Dance Center of Columbia College Chicago Alum Vershawn Sanders-Ward Featured in Chicago Reader’s 2021 Fall Arts Preview

Dance Center of Columbia College Chicago alum and former faculty member Vershawn Sanders-Ward ’02, a graduate of Columbia College’s Dance BFA program, is featured in the Chicago Reader‘s 2021 Fall Arts Preview, published on September 15, 2021. The cover story by Irene Hsiao profiles Sanders-Ward and her dance troupe, Red Clay Dance Company, which – as previously reported in this blog – has opened its own home in the Woodlawn neighborhood on Chicago’s south side.

Vershawn Sanders-Ward

“Autonomy over a place to gather and create has always been central to the vision for Red Clay,” writes Hsiao. “Sanders-Ward first encountered Senegalese choreographer Germaine Acogny during her undergraduate studies at Columbia College. After graduating with an MFA in dance from NYU, Sanders-Ward continued her studies for three months at Acogny’s school in Toubab Dialaw, Senegal. Her experiences at the International Centre for Traditional and Contemporary African Dances, otherwise known as École des Sables, not only informed her choreographic voice but solidified her determination to build a company, and with it, a thriving community.”

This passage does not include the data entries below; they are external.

PR #117, opened 2015-04-12
MAHOUT-1653 Spark-1.3 for 0.10.0

andrewpalumbo:
Uses a  deprecated method in `CheckpointedDrmSpark.scala` and has the shell build disabled.

### DIFF
--- a/spark/src/main/scala/org/apache/mahout/sparkbindings/drm/CheckpointedDrmSpark.scala
+++ b/spark/src/main/scala/org/apache/mahout/sparkbindings/drm/CheckpointedDrmSpark.scala
@@ -30,6 +30,8 @@ import org.apache.hadoop.io.{LongWritable, Text, IntWritable, Writable}
 import org.apache.mahout.math.drm._
 import org.apache.mahout.sparkbindings._
 import org.apache.spark.SparkContext._
+import org.apache.spark.SparkContext
+import org.apache.spark.rdd.RDD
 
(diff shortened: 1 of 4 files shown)


spark/src/main/scala/org/apache/mahout/sparkbindings/drm/CheckpointedDrmSpark.scala
```diff
@@ -165,7 +167,8 @@ class CheckpointedDrmSpark[K: ClassTag](
       else if (classOf[Writable].isAssignableFrom(ktag.runtimeClass)) (x: K) => x.asInstanceOf[Writable]
       else throw new IllegalArgumentException("Do not know how to convert class tag %s to Writable.".format(ktag))
 
-    rdd.saveAsSequenceFile(path)
+    // this is a (working) deprecated method used as a stop-gap while we investigate the shell issues
```
dlyubimov: ok stop-gap but perhaps we can do it on top of #135 ..

andrewpalumbo: yeah- this definitely can wait..  I'll re-synch it after #135 is pushed and we can keep it here as a patch for people that want to use 1.3 on the 0.10.x branch.

pferrel:
This should be closed in favor of #136 so it goes into 0.11.0

andrewpalumbo:
see #136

“That was the first moment I realized dance could be a driver economically for community,” Sanders-Ward says in the Reader interview. “Arts could infuse opportunity and dollars and tourism into a really small neighborhood and make it visible to the world.”

Vershawn Sanders-Ward

The Reader article also reports that Red Clay, a company with a mission of teaching and performing dances of the African diaspora to advance cultural and socioeconomic equality, has been working with another south-side organization, Urban Growers Collective, to develop new work on land practices and urban communities. “Urban Growers Collective is adamant about teaching communities about food: food injustice, food disparities, how do I cultivate my own food for myself?” Sanders-Ward says. “We’re deepening our research into land practices and trying to translate that back to more urban communities. It feels like the time for us to go big and do something outside the theatre. For a project like this and how we’re trying to engage community, we need to take our time. No one’s rushing back into the theatre right now, so why not take our time? We need time to create.”